Rating: Summary: Courageous and poetic story of Longing, Loss and Faith. Review: It is the summer of 1941. WWII makes London a more dangerous place to live every day as bombs destroy sections of the city. The main character is Gwen, a lonely 35-year-old woman living in London and working in a laboratory. Her occupation as horticulturist provides her the opportunity to volunteer to lead a Land Woman's Group - several young girls who will plant gardens for the good of the war effort on a beautiful estate somewhere in the English countryside. A group of young Canadian men live nearby on the estate as they await orders to be sent into combat. Gwen discovers a secret garden that was created in honor of longing, loss and faith. She becomes friends with Jane who is waiting for news of her soldier fiancé reported missing. And she has an attraction to Raley, the CO of the Canadian men. The language is poetic and often quite lovely. The story is pretty good, but not great. There are a few flaws in the novel. The voices of Gwen, Jane and Raley are too similar. I thought the novel started off a bit pretentious, but as it continued, I found myself admiring the turn of a phrase or a clever metaphor. The author seems to bear her soul in this novel and I found it refreshing and courageous. This book was short, but so full of sadness. This book will linger in my memory.

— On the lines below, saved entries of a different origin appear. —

Issue #208, opened 2023-08-02
conductor: only read the data from DA for own rollup txs


joroshiba:
Blocked by #153 

Currently we we pull transaction data for all rollups to verify the sequencer blocks.

Once we have a better verification method implemented this should be updated to only pull rollup spec.

noot:
going to do this as part of #153

Issue #153, opened 2023-07-11
design and re-implement verification of transactions in a block


noot:
with #137, we are now using the rust sequencer. however, the transaction verification was removed to be done with this task.

Summary:
- when pulling transactions from DA in the conductor, we need to be able to verify that these transactions were truly the ones included in their respective block (ie no extra/missing txs). 
- the block header contains `data_hash`, which is a merkle root of all the transactions in a block.
- note that a sequencer transaction can contain multiple "actions", thus a single sequencer tx can act on multiple rollups.
- we want to separate and write each rollup's data to a different DA namespace, so the conductor doesn't need to pull the entire block's data to verify it.
- thus, we need to design a method which satisfies the above conditions, and ideally does not result in writing a lot of duplicate/extra data.

Possible solutions:
1. trivial solution is to force the conductor to pull the entire block's txs and reconstruct the merkle root to verify. not ideal.
2. write every tx that contains an action for "rollup A" to the namespace for rollup A and include a merkle proof of inclusion for each tx. not ideal, as it can result in duplicating data, for example in a tx contains data for rollup A and rollup B, then the tx will be written to 2 namepsaces. also too many merkle proofs + data there.
3. do the same duplication/sorting put on the block proposer side, inside the sequencer node, such that the txs that end up in a block are actually meta-txs, each of which contain all txs with data for a specific rollup. also can result in duplicate data, same case as above, but results in only 1 merkle proof per rollup instead of per tx.
4. do the sorting on the block proposer side, create a commitment to the batch of txs with data for a specific rollup, and put that as a special "transaction" type inside a block. then, the flow will be: 
a. conductor fetches batch of data for its rollup + the special "commitment transaction" + merkle proof of commitment tx inside `data_hash`
b. re-calculates and verifies the commitment using its batch of data 
c. verifies that the commitment was included inside the block's `data_hash`
this seems like a good solution, but we'll need to update the application validator logic to verify that the commitment txs are valid commitments before voting yes for that block.
5. we fork tendermint and add these commitments to the header structure, or we update the way `data_hash` is constructed - don't think we want to or need to go this route though

joroshiba:
I see this problem as being fundamentally similar to once Celestia has had to solve: how do you prove that a portion of the data is all of that portion of the data.

[...]

PR #209, opened 2023-08-02
feat(sequencer): implement generation of action tree commitment

noot:
first part of #153 (implementing solution 4. in that issue):
> 4. do the sorting on the block proposer side, create a commitment to the batch of txs with data for a specific rollup, and put that as a special "transaction" type inside a block. then, the flow will be:
> 
>     a. conductor fetches batch of data for its rollup + the special "commitment transaction" + merkle proof of commitment tx inside data_hash
>     b. re-calculates and verifies the commitment using its batch of data
>     c. verifies that the commitment was included inside the block's data_hash
this seems like a good solution, but we'll need to update the application validator logic to verify that the commitment txs are valid commitments before voting yes for that block.

- implement generation of "action tree" and put the merkle root of this tree as the first "transaction" in a block when proposing
- verify this when receiving a proposal
- remove `IndexedTransaction` in favour of just `Vec<u8>` as tx indices are no longer relevant for tx verification

next steps are #208 and then implementing the actual verification of the batch of rollup txs on the conductor side by verifying that it's included in the commitment transaction.


crates/astria-sequencer/src/proposal/commitment.rs
```diff
@@ -0,0 +1,81 @@
...
+
+/// Called when we receive a `PrepareProposal` or `ProcessProposal` consensus message.
+///
+/// In the case of `PrepareProposal`, we use this function to generate the `commitment_tx`
+/// to be placed at the start of the block.
+///
+/// In the case of `ProcessProposal`, we use this function to generate and verify the
+/// `commitment_tx` expected at the start of the block.
+///
+/// This function sorts the block's `secondary::Action`s contained within the transactions
```
SuperFluffy, line 21: The use of `secondary` is confusing because we don't use it anywhere else. Did you mean `sequence::Action`?

crates/astria-sequencer/src/service/consensus.rs
```diff
@@ -80,44 +83,40 @@ impl Consensus {
...
-                        // Error: https://github.com/dtolnay/anyhow/issues/66
-                        .map_err(|e| anyhow!(e))
-                        .context("failed to begin block")?,
+            ConsensusRequest::ProcessProposal(process_proposal) => {
+                ConsensusResponse::ProcessProposal(
+                    match Self::process_proposal(&process_proposal) {
+                        Ok(()) => response::ProcessProposal::Accept,
+                        Err(e) => {
+                            warn!(error = ?e, "rejecting proposal");
+                            response::ProcessProposal::Reject
```
SuperFluffy, line 97: Meh, sucks that there is no way to communicate why a proposal was rejected.

crates/astria-sequencer/src/service/consensus.rs
```diff
@@ -140,11 +139,42 @@ impl Consensus {
         Ok(response::InitChain::default())
     }
 
+    fn prepare_proposal(
```
SuperFluffy, line 142: Can you add comments what exactly this does? I see that it generates the tx commitment, but I don't understand at first glance why it's prepended.

crates/astria-sequencer/src/service/consensus.rs
```diff
@@ -189,11 +219,166 @@ impl Consensus {
...
+            hash: Hash::default(),
+            height: 1u32.into(),
+            next_validators_hash: Hash::default(),
+            time: Time::now(),
+            proposer_address: Id::from_str("0CDA3F47EF3C4906693B170EF650EB968C5F4B2C").unwrap(),
+        }
+    }
+
+    #[test]
+    fn prepare_proposal() {
```
SuperFluffy, line 281: Is this test useful? All it's doing is running `generate_transaction_commitment` in- and outside of `Consensus::prepare_proposal`, so it's only asserting that it's indeed following the individual steps.

Alternative suggestion: run a proposal through `prepare_proposal` and then through `process_proposal`, because these must always match.

SuperFluffy (approved):
It took me a bit to grok the general logic of this, but the implementation makes sense.

I have some comments re tests - I would prefer to have a sort of "roundtrip" test that asserts that `prepare_proposal` followed by `process_proposal` are sound.

Also, I would like to have a test where one can see that it indeed skips all non-sequence-action txs.

Also just some general comments re code organization. I think the `proposal` module shouldn't be lone-standing because it's so intimately tied to `consensus`.

Finally can you add a blurb on why we could get rid of `IndexedTransaction` to the PR/commit message?

crates/astria-sequencer/src/proposal/commitment.rs
```diff
@@ -0,0 +1,81 @@
...
+/// TODO: duplicate in `astria-sequencer-relayer/src/types.rs`
+fn get_namespace(bytes: &[u8]) -> [u8; 10] {
+    use sha2::Digest as _;
+    let mut hasher = sha2::Sha256::new();
+    hasher.update(bytes);
+    let result = hasher.finalize();
+    result[0..10].to_owned().try_into().unwrap()
+}
+
+/// Sorts the `sequence::Action`s within the transactions by their `chain_id`.
```
joroshiba, line 63: As @SuperFluffy notes this is best defined as grouping I think. (although it is also ordered)

crates/astria-sequencer/src/proposal/commitment.rs
```diff
@@ -0,0 +1,81 @@
...
+fn sort_txs_by_chain_id(txs: &[Signed]) -> BTreeMap<Vec<u8>, Vec<Vec<u8>>> {
+    let mut rollup_txs = BTreeMap::new();
+
+    for tx in txs.iter() {
+        tx.transaction().actions().iter().for_each(|action| {
+            if let Some(action) = action.as_sequence() {
+                let txs = rollup_txs
+                    .entry(action.chain_id().to_vec())
+                    .or_insert(vec![]);
+                txs.push(action.data().to_vec());
```
joroshiba, line 75:
```suggestion
                let chain_txs = rollup_txs
                    .entry(action.chain_id().to_vec())
                    .or_insert(vec![]);
                chain_txs.push(action.data().to_vec());
```

txs is overlapping with parent, a bit confusing

crates/astria-sequencer/src/proposal/commitment.rs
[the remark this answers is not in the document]
joroshiba: Consensus exists to process ABCI2 Consensus service requests. I think this is correct to have outside of that.

If we eventually used some driver API that is not ABCI, this is still relevant.

crates/astria-sequencer/src/proposal/commitment.rs
```diff
@@ -0,0 +1,81 @@
...
+pub(crate) fn generate_transaction_commitment(txs_bytes: &[Bytes]) -> Result<[u8; 32]> {
+    let txs = txs_bytes
+        .iter()
+        .map(|tx_bytes| Signed::try_from_slice(tx_bytes))
+        .collect::<Result<Vec<Signed>, Error>>()
+        .context("failed to deserialize transactions")?;
+
+    let chain_id_to_txs = sort_txs_by_chain_id(&txs);
+
+    let mut leaves: Vec<Vec<u8>> = vec![];
```
joroshiba, line 39: Could we get a comment above this about what the leaves are structurally (ie not u8, those bytes represent something)

crates/astria-sequencer/src/service/consensus.rs
joroshiba: This is by design of ABCI2 (https://github.com/cometbft/cometbft/blob/main/spec/abci/abci++_methods.md#processproposal). 

This is part of the decentralized consensus process, if running an honest validator there should be agreement and your local node will have context on why declined.

crates/astria-sequencer/src/service/consensus.rs
```diff
@@ -140,11 +139,42 @@ impl Consensus {
...
+
+        Ok(())
+    }
+
     #[instrument(skip(self))]
     async fn begin_block(
         &mut self,
         begin_block: request::BeginBlock,
-    ) -> Result<response::BeginBlock, BoxError> {
+    ) -> anyhow::Result<response::BeginBlock> {
```
joroshiba, line 177: These changes seem to be unrelated?

crates/astria-sequencer/src/service/consensus.rs
```diff
@@ -189,11 +219,166 @@ impl Consensus {
...
+        let txs = vec![tx_bytes.clone().into()];
+        let action_commitment = generate_transaction_commitment(&txs).unwrap();
+
+        let process_proposal =
+            new_process_proposal_request(vec![action_commitment.to_vec().into(), tx_bytes.into()]);
+        Consensus::process_proposal(&process_proposal).unwrap();
+    }
+
+    #[test]
+    fn process_proposal_fail() {
```
joroshiba, line 329: nit: should this be 3 tests?

crates/astria-sequencer/src/proposal/commitment.rs
joroshiba: Yeah in metro they were called secondary transactions, i think naming just got confused here.

crates/astria-sequencer/src/service/consensus.rs
joroshiba: I think we want to do a snapshot test here. That is we define the input and compare against an expected output which is saved.

If we change commitment generating it will break and either be on purpose or not, but it's always a breaking change. We need to know if the commitment generating logic changes though so it's a useful test.

We can wrap this manually or use a framework and have proper snapshots [insta for rust](https://docs.rs/insta/latest/insta/)). 

I think the roundtrip is also something we should test, because they do need to match.

joroshiba (changes requested):

joroshiba:
When this is all complete, I'd like to have a `spec` file about how it works and how to use it to verify data.

crates/astria-sequencer/src/service/consensus.rs
noot: I updated this test to also send the resulting proposal through `handle_process_proposal` as well and make sure it passes

crates/astria-sequencer/src/service/consensus.rs
noot: yeah it's just unifying the signature for all these methods

noot:
@joroshiba added a diagram w/ text to `specs/`, let me know what you think, I can also break the text out into the .md if that's easier to read

specs/assets/sequencer_inclusion_proofs.png
SuperFluffy, line 1: Not a fan of adding binary files to git, especially very text heavy ones.

This would be best as an actually typed markdown, with the graphs either as ASCII art or mermaid diagrams.

Also, putting this text as a module doc on `commitment` would be nice.

crates/astria-sequencer/src/service/consensus.rs
```diff
@@ -80,44 +83,40 @@ impl Consensus {
...
-                ConsensusResponse::PrepareProposal(response::PrepareProposal {
-                    txs: prepare_proposal.txs,
-                })
-            }
-            ConsensusRequest::ProcessProposal(_process_proposal) => {
-                // TODO: handle this
-                ConsensusResponse::ProcessProposal(response::ProcessProposal::Accept)
+                ConsensusResponse::PrepareProposal(
+                    handle_prepare_proposal(prepare_proposal)
+                        .context("failed to prepare proposal")?,
```
SuperFluffy, line 88: What happens if this returns with an error? I tried tracing the error back:

1. The loop inside `Consensus::run` creates a `warn!` event, and then sends the `Result<ConsensusResponse, BoxError>` back to the tower-abci server.
2. `tower-abci::Server` pushes the consensus `call` futures into a `FuturesUnordered`: https://docs.rs/tower-abci/latest/src/tower_abci/v037/server.rs.html#207
3. `tower-abci::Server` polls `FuturesUnordered` until it sees the consensus response https://docs.rs/tower-abci/latest/src/tower_abci/v037/server.rs.html#244
    a. the `response?.into()` lines tells me that it short circuits and just takes down the entire server if consensus encounters an issue?

This seems harsh. Reading `CometBFT` docs on [`PrepareProposal`](https://docs.cometbft.com/v0.37/spec/abci/abci++_methods#parameters-and-types) (scroll down a bit) I found this:
> If the Application considers that tx should not be proposed in this block, e.g., there are other transactions with higher priority, then it should not include it in ResponsePrepareProposal.txs. However, this will not remove tx from the mempool.

So wouldn't it be ok to just returns a `ConsensusResponse` with `txs` left empty?

noot: originally I thought this would be ok, as txs in the tendermint mempool go through `check_tx` first which will return an error code if the bytes fail to deserialized into `Signed`, so nothing passed from the mempool to the app should be un-deserializable. however I agree this does seem too dramatic in case somehow an error does occur; I updated it to ignore any tx bytes that aren't deserializable into `Signed`, so there is now no error returned.

crates/astria-sequencer/src/service/consensus.rs
```diff
@@ -189,11 +185,213 @@ impl Consensus {
...
+        generate_sequence_actions_commitment(&process_proposal.txs[1..]);
+    ensure!(
+        received_action_commitment == expected_action_commitment,
+        "transaction commitment does not match expected",
+    );
+
+    Ok(())
+}
+
+#[cfg(test)]
```
joroshiba, line 238: I still think we need a snapshot test here. Concern would be that we change the commitment logic accidentally or intentionally, and the output commitment for the same input changes. 

That is either a breaking bug or a major breaking change, right?

specs/sequencer-inclusion-proofs.md
joroshiba, line 1: I think the image is fine, may be good as many images, but I also think the text should be in markdown. This could be 4 images with three blocks of text in the spec file?

crates/astria-sequencer/src/proposal/commitment.rs
```diff
@@ -0,0 +1,190 @@
...
+/// This structure can be referred to as the "action tree".
+///
+/// The leaf, which contains a commitment to every action with the same `chain_id`, is currently
+/// implemented as ( `namespace(chain_id)` || root of merkle tree of the `sequence::Action`s ).
+/// This is somewhat arbitrary, but could be useful for proof of an action within the action tree.
+pub(crate) fn generate_sequence_actions_commitment(txs_bytes: &[Bytes]) -> [u8; 32] {
+    // ignore any transactions that are not deserializable
+    let txs = txs_bytes
+        .iter()
+        .filter_map(|tx_bytes| Signed::try_from_slice(tx_bytes).ok())
```
SuperFluffy, line 29: Now I am worried about us silently dropping transactions that could not be read. In a first step, can you log them?

But more to the point, I am reading this https://docs.cometbft.com/v0.37/spec/abci/abci++_methods#prepareproposal

And it notes that applications are allowed to remove txs from a proposal and instead put an updated list into `ResponsePrepareProposal.txs`. Should we follow this strategy here?

I am not totally sure if this is the intended use, but it seems reasonable?

SuperFluffy (changes requested):
Worried about the implications of silently dropping txs that were not deserializable (or in this case, deserializable + verifiable). See my review comment about returning an updated `ResponsePrepareProposal` with the bad txs dropped.

crates/astria-sequencer/src/service/consensus.rs
noot: you mean like with test vectors (ie. these txs result in this commitment?)  yeah I can add this

SuperFluffy: @noot I believe @joroshiba refers to something https://insta.rs/ / https://crates.io/crates/insta

joroshiba: I'm fine with just having the commitment inline (depending on size), but yeah I think proper snapshots are better.

Insta looks nice. The nice thing is it's generalizable across other tests and less magic value "where this come from" inputs in the tests, outputs in snapshots. If you see a diff while reviewing it's very obviously a change to think twice about.

noot:
@joroshiba @SuperFluffy updated the spec doc, feel free to take another look!

crates/astria-sequencer/src/service/consensus.rs
noot: put a basic test vector unit test for now, but happy to change to `insta` also. does feel a bit overkill for the one test but I see how it's nice, less magic value for sure

joroshiba (approved):

crates/astria-sequencer/src/proposal/commitment.rs
```diff
@@ -0,0 +1,220 @@
...
+        leaves.iter().enumerate().for_each(|(i, leaf)| {
+            if i == 0 {
+                return;
+            }
+            assert!(leaf > &leaves[i - 1]);
+        });
+    }
+
+    #[test]
+    fn generate_sequence_actions_commitment_snapshot() {
```
SuperFluffy, line 191: Is there are a more descriptive name for this test?

SuperFluffy (approved):
Please fix the structured fields in the debug event. Otherwise looks good. Thank you for the PR

crates/astria-sequencer/src/proposal/commitment.rs
noot: I'll think of one + add a comment

Issue #27, opened 2023-05-19
move shared "read" and types code from relayer/conductor to utils crate


noot:
currently, there is a decent amount of code shared between the relayer and conductor, mainly by means of the conductor importing the relayer code. however, this shared code should live in some utils crate used by both. this will allow them to not depend on each other, and also facilitate testing within the conductor.

noot:
will do this after #99

joroshiba:
@SuperFluffy is this related to your current work?

SuperFluffy:
@joroshiba yeah, that's all the same issue essentially

noot:
closing as duplicate of #86

PR #211, opened 2023-08-03
feat(conductor): only read rollup data from our revelant namespace

### LINKED ISSUE #208: conductor: only read the data from DA for own rollup txs

noot:
- as title says, update conductor to only read rollup data from our revelant namespace
- related to #153 but tx verification is not implemented yet, this is just one PR to prep for it

closes #208


crates/astria-conductor/src/executor.rs
```diff
@@ -198,14 +214,6 @@ impl<C: ExecutionClient> Executor<C> {
         }
 
         // get transactions for our namespace
```
joroshiba, line 216: nit: remove the text about the block

crates/astria-sequencer-relayer/src/data_availability.rs
```diff
@@ -337,6 +337,66 @@ impl CelestiaClient {
...
+
+        let req = GetAllRequest {
+            height,
+            namespace_ids: vec![*rollup_namespace],
+        };
+
+        let rsp = match self.client.blob_get_all(req).await {
+            Ok(rsp) => rsp,
+            Err(e) => {
+                if let ErrorKind::Rpc(astria_celestia_jsonrpc_client::JsonRpseeError::Call(inner)) =
```
joroshiba, line 364: is there a clean way to shorten this line?

crates/astria-sequencer-relayer/src/data_availability.rs
```diff
@@ -381,27 +441,53 @@ impl CelestiaClient {
...
+                warn!("failed to deserialize rollup namespace data");
+                None
+            }
+        })
+        .collect();
 
-        // retain rollup datas that can be verified
-        rollup_datas.retain(|namespace, rollup_data| {
+    // retain rollup datas whose block hash matches the block hash of the namespaced data
+    rollup_datas.retain(|_, rollup_data| block_hash == rollup_data.data.block_hash);
```
joroshiba, line 487: Should we log something about the data which shouldn't be retained?

joroshiba (approved):
Nice clean up!

crates/astria-sequencer-relayer/src/data_availability.rs
```diff
@@ -337,6 +337,66 @@ impl CelestiaClient {
...
+        // filter out blobs; we should only be left with either zero or one rollup datas
+        let rollup_datas = filter_and_convert_rollup_data_blobs(
+            rsp.blobs,
+            &namespace_data.data.block_hash,
+            &verification_key,
+        );
+
+        // this should *not* happen; the only case where it would happen is if the sequencer-relayer
+        // posts multiple blobs with the same rollup ID for the same block (could this happen?)
+        if rollup_datas.len() > 1 {
```
SuperFluffy, line 385: If this happens something very strange is going on with celestia.

If our assumptions around what it returns are broken, we should either:

1. return the entire hashmap and let the downstream processing handle it
2. or alternatively return a big fat error here.

crates/astria-sequencer-relayer/src/data_availability.rs
```diff
@@ -337,6 +337,66 @@ impl CelestiaClient {
...
+                "found more than one rollup data for the given block hash; returning the first one"
+            );
+        }
+
+        // this case can happen if someone posts a blob to the namespace with invalid data
+        if rollup_datas.is_empty() {
+            return Ok(None);
+        }
+
+        Ok(rollup_datas.into_iter().next().map(|data| data.1.data))
```
SuperFluffy, line 397: Re my comment above: assuming something bad like this happens, I would want to understand what namespaced data was matched.

SuperFluffy (changes requested):
In general looks fine to me, but I am blocking with `request changes` because I would like to discuss `get_rollup_data` and how it treats (potentially wrong?) celestia responses.

crates/astria-sequencer-relayer/src/data_availability.rs
noot: I don't think it's necessary, there might be a lot of these considering we write 15 sequencer blocks for 1 celestia block

crates/astria-sequencer-relayer/src/data_availability.rs
```diff
@@ -337,6 +337,66 @@ impl CelestiaClient {
...
     }
 
+    /// Returns the rollup data for a given rollup namespace at a given height, if it exists.
+    ///
+    /// # Errors
+    ///
+    /// Returns an error if:
+    /// + the verification key could not be constructed from the data stored in `namespace_data`;
+    /// + the RPC to fetch the blobs failed.
+    pub async fn get_rollup_data(
```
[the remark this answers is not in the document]
noot: agreed, i have #27 open for this. do you think this should go directly into `conductor` or into a shared crate so both conductor and relayer can use it for testing?

crates/astria-conductor/src/executor.rs
```diff
@@ -95,6 +96,7 @@ struct Executor<C> {
     execution_rpc_client: C,
 
     /// Namespace ID
+    /// TODO: remove?
```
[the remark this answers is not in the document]
noot: will remove comment

crates/astria-sequencer-relayer/src/data_availability.rs
SuperFluffy: @noot can you use the utility landed with #236 to make this a bit neater?

crates/astria-sequencer-relayer/src/data_availability.rs
```diff
@@ -382,12 +385,10 @@ impl CelestiaClient {
...
         // posts multiple blobs with the same rollup ID for the same block (could this happen?)
-        if rollup_datas.len() > 1 {
-            warn!(
-                num_rollup_datas = rollup_datas.len(),
-                "found more than one rollup data for the given block hash; returning the first one"
-            );
-        }
+        ensure!(
+            rollup_datas.len() <= 1,
+            "shpuld not have more than one rollup data for the given block hash",
```
SuperFluffy, line 390:
```suggestion
            "should not have more than one rollup data for the given block hash",
```

SuperFluffy (approved):
Noticed a typo and the complex error match can be simplified, see comment here https://github.com/astriaorg/astria/pull/211#discussion_r1289227742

Rating: Summary: Discovering love Review: It's 1941 and London is burning. Gwen Davis (35 and a horticulturist formerly seeking a cure for parsnip canker) must now flee the city she loves, so she's volunteered to lead a team of girls from the Women's Land Army in growing vegetables for the war effort at an old country estate. The estate is beautiful, but it soon becomes apparent the girls have better things to do than plant potatoes -- they have a company of Canadian soldiers billeted in the old estate house right in their backyard. The soldiers are commanded by the bitter, secretly terrified Captain Raley, who immediately snares Gwen's long lost fancy. While the girls dance with the soldiers, she tracks Raley down, seeking to cement a relationship destined to haunt her. Neither can she forget the novelist Virginia Woolf, who's tragic death has left her with fantasized fan letters she can never send. But it's her discovery of a secret love garden hidden behind the orchard, long overgrown and lost to whomever planted it, that truly leads Gwen to explore her dormant longings. While her best friend, Jane, is fiercely trying to keep her missing fiance alive by remembering him and while the land army girls are depicting their former lives in chalk on blackout curtains, Gwen is tracing the meanings of the flowers in her lost garden in search of what she knows of love. THE LOST GARDEN is truly a beautiful book -- straightforward and yet told with such sensitivity and understanding it's impossible not to get caught up in it. Gwen's idea of a drunken orgy is to get "very sincere" and start rhapsodizing on plants, and her incredibly straight view of love and life makes the poignancy all the stronger. Captain Raley's repressed fear, knowing he is just waiting to be sent out to die, had me crying by the end of the book. In fact, I cried all the way through the last chapter. Though Gwen never gets to know the land girls well (she secretly names them after potatoes), Jane and Raley and Gwen herself are excellently developed. I'm the sort of reader who thrives on constant action, yet this touching little book had me from the first word and never let go. A brilliant portrayal of love in a time of war, THE LOST GARDEN is a literary arrangement I could not recommend more highly.
Rating: Summary: A Very Beautiful Story Review: Miss Humphreys understands the human need of loving and to be love. The Lost Garden will surely touch the heart of anyone who reads it.